Records from a data source
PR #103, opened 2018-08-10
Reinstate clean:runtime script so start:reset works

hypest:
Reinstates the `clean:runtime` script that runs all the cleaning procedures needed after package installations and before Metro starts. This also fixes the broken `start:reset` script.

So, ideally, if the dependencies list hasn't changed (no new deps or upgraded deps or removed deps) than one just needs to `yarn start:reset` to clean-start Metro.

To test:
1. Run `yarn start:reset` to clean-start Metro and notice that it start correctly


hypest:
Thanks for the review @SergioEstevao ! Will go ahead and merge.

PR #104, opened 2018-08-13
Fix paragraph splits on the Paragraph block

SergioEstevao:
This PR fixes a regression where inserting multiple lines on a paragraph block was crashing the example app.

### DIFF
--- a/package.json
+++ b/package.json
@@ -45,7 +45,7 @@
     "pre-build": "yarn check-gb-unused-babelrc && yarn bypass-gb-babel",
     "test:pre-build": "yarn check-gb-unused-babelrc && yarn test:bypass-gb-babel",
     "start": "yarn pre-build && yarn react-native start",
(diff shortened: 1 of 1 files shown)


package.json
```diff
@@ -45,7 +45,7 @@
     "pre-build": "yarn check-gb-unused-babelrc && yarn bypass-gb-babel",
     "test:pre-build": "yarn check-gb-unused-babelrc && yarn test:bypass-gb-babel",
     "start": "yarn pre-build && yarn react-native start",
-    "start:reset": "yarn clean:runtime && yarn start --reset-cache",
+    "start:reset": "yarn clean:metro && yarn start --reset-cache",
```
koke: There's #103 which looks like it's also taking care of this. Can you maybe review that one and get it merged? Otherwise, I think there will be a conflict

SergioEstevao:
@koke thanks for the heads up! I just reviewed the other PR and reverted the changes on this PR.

▶ _EXERCISE REQUIREMENTS_:
Repeat the records above exactly, from the first line to the last.

▶ _SOLUTION TO THE EXERCISE_:
PR #103, opened 2018-08-10
Reinstate clean:runtime script so start:reset works

hypest:
Reinstates the `clean:runtime` script that runs all the cleaning procedures needed after package installations and before Metro starts. This also fixes the broken `start:reset` script.

So, ideally, if the dependencies list hasn't changed (no new deps or upgraded deps or removed deps) than one just needs to `yarn start:reset` to clean-start Metro.

To test:
1. Run `yarn start:reset` to clean-start Metro and notice that it start correctly


hypest:
Thanks for the review @SergioEstevao ! Will go ahead and merge.

PR #104, opened 2018-08-13
Fix paragraph splits on the Paragraph block

SergioEstevao:
This PR fixes a regression where inserting multiple lines on a paragraph block was crashing the example app.

### DIFF
--- a/package.json
+++ b/package.json
@@ -45,7 +45,7 @@
     "pre-build": "yarn check-gb-unused-babelrc && yarn bypass-gb-babel",
     "test:pre-build": "yarn check-gb-unused-babelrc && yarn test:bypass-gb-babel",
     "start": "yarn pre-build && yarn react-native start",
(diff shortened: 1 of 1 files shown)


package.json
```diff
@@ -45,7 +45,7 @@
     "pre-build": "yarn check-gb-unused-babelrc && yarn bypass-gb-babel",
     "test:pre-build": "yarn check-gb-unused-babelrc && yarn test:bypass-gb-babel",
     "start": "yarn pre-build && yarn react-native start",
-    "start:reset": "yarn clean:runtime && yarn start --reset-cache",
+    "start:reset": "yarn clean:metro && yarn start --reset-cache",
```
koke: There's #103 which looks like it's also taking care of this. Can you maybe review that one and get it merged? Otherwise, I think there will be a conflict

SergioEstevao:
@koke thanks for the heads up! I just reviewed the other PR and reverted the changes on this PR.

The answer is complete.